Costly Regulatory Farce of the Month

Somewhere in Vermont there is a small manufacturing company that employs 15 Vermonters. The plant obtains water for washing and flushing from its own well. The well does not serve any other users. Every three months the company has to submit water samples for tests for all sorts of contaminants.

For years the well has been tested and passed muster - until last month, when for the first time it was found to have a bacteria count above federal drinking water standards.

Company management reasoned as follows: The only use of the water for human consumption is for the drinking fountain and the coffee machine. The great bulk of the water is used for flushing toilets and mopping floors. Therefore, we can solve this problem by buying quality bottled water for employee use. Then we can quit worrying about the bacteria count of the wash water, and stop paying well over a thousand dollars a year for water testing, not to mention the hassle.

A happy solution? Of course not. We are dealing with the Government here.

The management presented this common sense solution to the relevant functionary from the State of Vermont. No way, that personage said. There was no record of approval of your proposed bottled water. (It turned out that the bottled water, distilled from maple syrup making, had the Vermont Seal of Quality from the state Department of Agriculture.)

But there was also a graver defect in the proposed solution. What if one of the employees decided to sneak a drink from the toilet?

As humorist Dave Barry often says, "I'm not making this up." The company's proposal was rejected because an employee might drink unpurified water from the toilet.

This case hasn't been settled yet, but it seems highly likely that the State will require the company to install a purification system for its wash water, and continue the expensive quarterly testing.

This kind of rigid, brain-dead bureaucratic thinking is not confined to Vermont by any means, but it is especially regrettable in a state with a well-deserved historic reputation for Yankee ingenuity, cost-saving, and common sense.

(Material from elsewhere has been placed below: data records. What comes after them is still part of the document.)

PR #4346, opened 2024-03-27
Add creation and aggregation of dynamic S3 groups based on events

graytaylor0:
### Description
This change adds a concept of `S3Groups` to the S3 Sink. Groups will be created dynamically based on the Events that come into the sink, and will be sent to S3 as a single object when the thresholds are reached for that group.

This PR only adds support for a dynamic `path_prefix`. The support for exposing `object_name` as a dynamic expression will be added in a future PR

Future Planned PRs

* Refactor the buffer tracking of thresholds to the S3Group tracking this to reduce deduplication
* Support `aggregate_threshold` for flushing the largest groups when the threshold is reached
* Support injection of `getEpochNanos()` and `getRandomUUID()` into the dynamic expressions
 
### Issues Resolved
Related to #4345 

Ran the s3 sink integration tests successfully
 
### Check List

### DIFF
--- a/data-prepper-expression/src/main/java/org/opensearch/dataprepper/expression/GenericExpressionEvaluator.java
+++ b/data-prepper-expression/src/main/java/org/opensearch/dataprepper/expression/GenericExpressionEvaluator.java
@@ -11,6 +11,8 @@ import org.opensearch.dataprepper.model.event.JacksonEvent;
 
 import javax.inject.Inject;
 import javax.inject.Named;
+import java.util.ArrayList;
+import java.util.List;
 
 /**
  * Public class that {@link org.opensearch.dataprepper.model.processor.Processor},
@@ -73,5 +75,58 @@ class GenericExpressionEvaluator implements ExpressionEvaluator {
             fromIndex = endPosition + 1;
         }
         return true;
+    }
+
+    @Override
+    public List<String> extractDynamicKeysFromFormatExpression(final String format) {
+        final List<String> formatExpressionKeys = new ArrayList<>();
+
+        if (format == null) {
+            return formatExpressionKeys;
+        }
+
+        int fromIndex = 0;
+        int position = 0;
+        while ((position = format.indexOf("${", fromIndex)) != -1) {
+            int endPosition = format.indexOf("}", position + 1);
+            if (endPosition == -1) {
+                return formatExpressionKeys;
+            }
+            String name = format.substring(position + 2, endPosition);
+
+            if (JacksonEvent.isValidEventKey(name)) {
+                if (!name.startsWith("/")) {
+                    name = "/" + name;
+                }
+                formatExpressionKeys.add(name);
+            }
+            fromIndex = endPosition + 1;
+        }
+        return formatExpressionKeys;
+    }
+
+    @Override
+    public List<String> extractDynamicExpressionsFromFormatExpression(final String format) {
+        final List<String> dynamicExpressionStatements = new ArrayList<>();
+
+        if (format == null) {
+            return dynamicExpressionStatements;
+        }
+
+        int fromIndex = 0;
+        int position = 0;
+        while ((position = format.indexOf("${", fromIndex)) != -1) {
+            int endPosition = format.indexOf("}", position + 1);
+            if (endPosition == -1) {
+                return dynamicExpressionStatements;
+            }
+            String name = format.substring(position + 2, endPosition);
+
+            if (!JacksonEvent.isValidEventKey(name) && isValidExpressionStatement(name)) {
+                dynamicExpressionStatements.add(name);
+            }
+            fromIndex = endPosition + 1;
+        }
+        return dynamicExpressionStatements;
     }
 }
--- a/data-prepper-expression/src/test/java/org/opensearch/dataprepper/expression/GenericExpressionEvaluatorTest.java
+++ b/data-prepper-expression/src/test/java/org/opensearch/dataprepper/expression/GenericExpressionEvaluatorTest.java
@@ -20,13 +20,9 @@ import org.mockito.Mock;
 import org.mockito.junit.jupiter.MockitoExtension;
 import org.opensearch.dataprepper.model.event.Event;
 
-import java.util.Calendar;
 import java.util.List;
 import java.util.Random;
 import java.util.UUID;
-import java.util.concurrent.ArrayBlockingQueue;
-import java.util.concurrent.LinkedBlockingQueue;
-import java.util.regex.Pattern;
 import java.util.stream.Stream;
 
 import static org.hamcrest.CoreMatchers.equalTo;
@@ -178,7 +174,9 @@ class GenericExpressionEvaluatorTest {
             return Stream.of(
                     arguments("test-${foo}-${bar}", List.of("/foo", "/bar")),
                     arguments("test-${getMetadata(\"key\"}-${/test}", List.of("/test")),
-                    arguments("test-format", List.of())
+                    arguments("test-format", List.of()),
+                    arguments("test-${/test", List.of()),
+                    arguments(null, List.of())
             );
         }
     }
@@ -188,7 +186,9 @@ class GenericExpressionEvaluatorTest {
         public Stream<? extends Arguments> provideArguments(final ExtensionContext context) {
             return Stream.of(
                     arguments("test-${foo}-${bar}", List.of()),
-                    arguments("test-${getMetadata(\"key\")}-${/test}", List.of("getMetadata(\"key\")"))
+                    arguments("test-${getMetadata(\"key\")}-${/test}", List.of("getMetadata(\"key\")")),
+                    arguments("test-${/test", List.of()),
+                    arguments(null, List.of())
             );
         }
     }
--- a/data-prepper-expression/src/test/java/org/opensearch/dataprepper/expression/GenericExpressionEvaluatorTest.java
+++ b/data-prepper-expression/src/test/java/org/opensearch/dataprepper/expression/GenericExpressionEvaluatorTest.java
@@ -8,7 +8,11 @@ package org.opensearch.dataprepper.expression;
 import org.antlr.v4.runtime.tree.ParseTree;
 import org.junit.jupiter.api.Test;
 import org.junit.jupiter.api.extension.ExtendWith;
+import org.junit.jupiter.api.extension.ExtensionContext;
 import org.junit.jupiter.params.ParameterizedTest;
+import org.junit.jupiter.params.provider.Arguments;
+import org.junit.jupiter.params.provider.ArgumentsProvider;
+import org.junit.jupiter.params.provider.ArgumentsSource;
 import org.junit.jupiter.params.provider.CsvSource;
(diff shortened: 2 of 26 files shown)


data-prepper-plugins/s3-sink/src/main/java/org/opensearch/dataprepper/plugins/sink/s3/S3Sink.java
```diff
@@ -82,13 +86,27 @@ public S3Sink(final PluginSetting pluginSetting,
...
         S3OutputCodecContext s3OutputCodecContext = new S3OutputCodecContext(OutputCodecContext.fromSinkContext(sinkContext), compressionOption);
 
         codec.validateAgainstCodecContext(s3OutputCodecContext);
 
-        s3SinkService = new S3SinkService(s3SinkConfig, bufferFactory, codec, s3OutputCodecContext, s3Client, keyGenerator, Duration.ofSeconds(5), pluginMetrics);
+        final S3GroupIdentifierFactory s3GroupIdentifierFactory = new S3GroupIdentifierFactory(keyGenerator);
+        final S3GroupManager s3GroupManager = new S3GroupManager(s3SinkConfig, s3GroupIdentifierFactory, bufferFactory, s3Client);
+
+
+        s3SinkService = new S3SinkService(s3SinkConfig, codec, s3OutputCodecContext, s3Client, keyGenerator, Duration.ofSeconds(5), pluginMetrics, s3GroupManager);
```
dinujoh, line 109: nit: what is the duration ? Can you move that to constant ?

data-prepper-plugins/s3-sink/src/test/java/org/opensearch/dataprepper/plugins/sink/s3/grouping/S3GroupIdentifierTest.java
```diff
@@ -0,0 +1,42 @@
...
+
+
+import org.junit.jupiter.api.Test;
+
+import java.util.UUID;
+
+import static org.hamcrest.CoreMatchers.equalTo;
+import static org.hamcrest.MatcherAssert.assertThat;
+
+public class S3GroupIdentifierTest {
```
dlvenable, line 16: We should test `hashCode()` as well.

data-prepper-plugins/s3-sink/src/main/java/org/opensearch/dataprepper/plugins/sink/s3/S3SinkService.java
```diff
@@ -135,9 +138,20 @@ void output(Collection<Record<Event>> records) {
...
 
-                flushToS3IfNeeded();
+                final boolean flushed = flushToS3IfNeeded(currentBuffer);
+
+                if (flushed) {
+                    s3GroupManager.removeGroup(s3GroupEntry.getKey());
+                }
+            }
+
+            for (final Map.Entry<S3GroupIdentifier, S3Group> s3GroupEntry : s3GroupManager.getS3GroupEntries()) {
```
dinujoh, line 148: should this be flushed when global threshold is reached ?

dlvenable (changes requested):

data-prepper-plugins/s3-sink/src/main/java/org/opensearch/dataprepper/plugins/sink/s3/S3SinkService.java
graytaylor0: The global threshold will be handled in a follow-up PR, and will be configured separately as `aggregate_threshold`

data-prepper-plugins/s3-sink/src/main/java/org/opensearch/dataprepper/plugins/sink/s3/grouping/S3GroupIdentifierFactory.java
```diff
@@ -0,0 +1,27 @@
...
+    private final KeyGenerator keyGenerator;
+
+    public S3GroupIdentifierFactory(final KeyGenerator keyGenerator) {
+        this.keyGenerator = keyGenerator;
+     }
+
+
+    public S3GroupIdentifier getS3GroupIdentifierForEvent(final Event event) {
+
+        final String groupIdentificationHash = keyGenerator.generateKeyForEvent(event, false);
```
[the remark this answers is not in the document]
graytaylor0: I think this would have to be in `ExpressionEvaluator` since it would also need to run the expressions to create the values of the Map.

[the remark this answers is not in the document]
graytaylor0: Or are you thinking that expression evaluator would support a function to extract all of the `${}` sections out of a format expression, and then each of these individual expressions would need to be run separately to get the values? Or can we just have expression evaluator return the full Map result?

data-prepper-plugins/s3-sink/src/main/java/org/opensearch/dataprepper/plugins/sink/s3/S3SinkService.java
dlvenable: I believe that @graytaylor0 will submit a follow-on to support the `aggregate_threshold` to do just that.

data-prepper-plugins/s3-sink/src/main/java/org/opensearch/dataprepper/plugins/sink/s3/grouping/S3GroupIdentifierFactory.java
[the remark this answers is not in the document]
dlvenable: > Or are you thinking that expression evaluator would support a function to extract all of the ${} sections out of a format expression, and then each of these individual expressions would need to be run separately to get the values?

This is what I was thinking. And they should come out in a normalized manner. That is, all have the leading `/`. This way you always get a consistent value.

> Or can we just have expression evaluator return the full Map result?

This could be an option as well. But, it seems a little more specific to this use-case. Getting the list of keys may be more extensible.

data-prepper-plugins/s3-sink/src/integrationTest/java/org/opensearch/dataprepper/plugins/sink/s3/S3SinkIT.java
```diff
@@ -45,6 +45,7 @@
 import software.amazon.awssdk.services.s3.model.ListObjectsV2Request;
```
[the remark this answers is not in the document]
graytaylor0: Is there a way for me to create an actual `GenericExpressionEvaluator` for the integration tests? Or can I verify this while mocking `ExpressionEvaluator`?

data-prepper-plugins/s3-sink/src/main/java/org/opensearch/dataprepper/plugins/sink/s3/grouping/S3GroupIdentifierFactory.java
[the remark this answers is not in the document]
graytaylor0: >  This is what I was thinking. And they should come out in a normalized manner. That is, all have the leading /. This way you always get a consistent value.

So in this case, the S3 sink would have to explicitly check for keys and other expressions, and would have to check the Event itself for the values and run the expression evaluation functions individually as well

data-prepper-plugins/s3-sink/src/main/java/org/opensearch/dataprepper/plugins/sink/s3/S3Sink.java
graytaylor0: This was already here. Looks like the variable is called `retrySleepTime`. I can make it a constant

dlvenable (dismissed):

data-prepper-expression/src/main/java/org/opensearch/dataprepper/expression/GenericExpressionEvaluator.java
```diff
@@ -74,4 +76,57 @@ public Boolean isValidFormatExpression(final String format) {
...
+
+        if (format == null) {
+            return formatExpressionKeys;
+        }
+
+        int fromIndex = 0;
+        int position = 0;
+        while ((position = format.indexOf("${", fromIndex)) != -1) {
+            int endPosition = format.indexOf("}", position + 1);
+            if (endPosition == -1) {
```
dinujoh, line 92: This might be a user error in dynamic expression. Looks like we are ignoring any errors ?

data-prepper-expression/src/test/java/org/opensearch/dataprepper/expression/GenericExpressionEvaluatorTest.java
```diff
@@ -142,5 +150,47 @@ void isValidFormatExpressionsReturnsFalseWhenIsValidKeyAndValidExpressionIsFalse
...
+    void extractDynamicKeysFromFormatExpression_returns_expected_result(final String formatExpression, final List<String> expectedDynamicKeys) {
+        final List<String> result = statementEvaluator.extractDynamicKeysFromFormatExpression(formatExpression);
+
+        assertThat(result, notNullValue());
+        assertThat(result.equals(expectedDynamicKeys), equalTo(true));
+    }
+
+    @ParameterizedTest
+    @ArgumentsSource(FormatExpressionsToExtractedDynamicExpressionsArgumentProvider.class)
+    void extractDynamicExpressionsFromFormatExpression_returns_expected_result(final String formatExpression, final List<String> expectedDynamicExpressions) {
```
dinujoh, line 164: can we add a negative test where invalid expression is passed ?

data-prepper-expression/src/main/java/org/opensearch/dataprepper/expression/GenericExpressionEvaluator.java
graytaylor0: This method is not responsible for catching invalid expressions, it will just parse out the valid ones. If you think it should throw, then it can here but it's job is not to validate, just to parse and return

data-prepper-expression/src/test/java/org/opensearch/dataprepper/expression/GenericExpressionEvaluatorTest.java
graytaylor0: There is a negative case where invalid expression syntax is found, it will just not be added to the list. This method is just supposed to parse out valid existing expressions

dinujoh (approved):

data-prepper-expression/src/main/java/org/opensearch/dataprepper/expression/GenericExpressionEvaluator.java
graytaylor0: Will add some unit tests for validating the expression on startup of the S3 sink in the next PR

dinujoh: We can add a test case to cover validation on startup for s3 sink constructor as discussed offline.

It is the nature of bureaucracy to go by the book and forbid any departures, however innovative and common sensical. Where the primary value is job security, perquisites and promotion, as opposed to taking chances to better serve the public, the choice for most bureaucrats is relatively easy.

Bend the rules and agree to a common sense solution, and you may have to answer for it with your job. Go by the book and your job is safe; what does it matter to you if it costs ordinary citizens thousands or hundreds of thousands or millions of dollars? No skin off your anatomy.

Thus we have bureaucrats ordering businesspeople to locate a gas station underground (later reversed); bureaucrats (in this case, Federal EPA) demanding a $30 million cleanup for a superfund site for the sole purpose of providing clean well water for eight families that are on the town water main; insisting that a power company build a canoe portage over somebody else's land; and extorting development rights from a landowner as the price of using his gravel pit. Sadly, this list could be prolonged indefinitely.

The further the bureaucracy is from the people it rules, the less responsive it is to their real world situations. Regulation close to home is more apt to accept flexible common sense solutions, at the risk of charges of favoritism. With good oversight and public information, the favoritism problem can be managed. What can not be effectively managed - save through top-down political pressure and outright corruption - is bureaucratic regulation from afar.

Isn't it time we started bringing control of necessary regulation closer to our communities, and getting rid of the unnecessary regulation that imposes needless costs, makes work for bureaucrats instead of producers, and has little or no public benefit?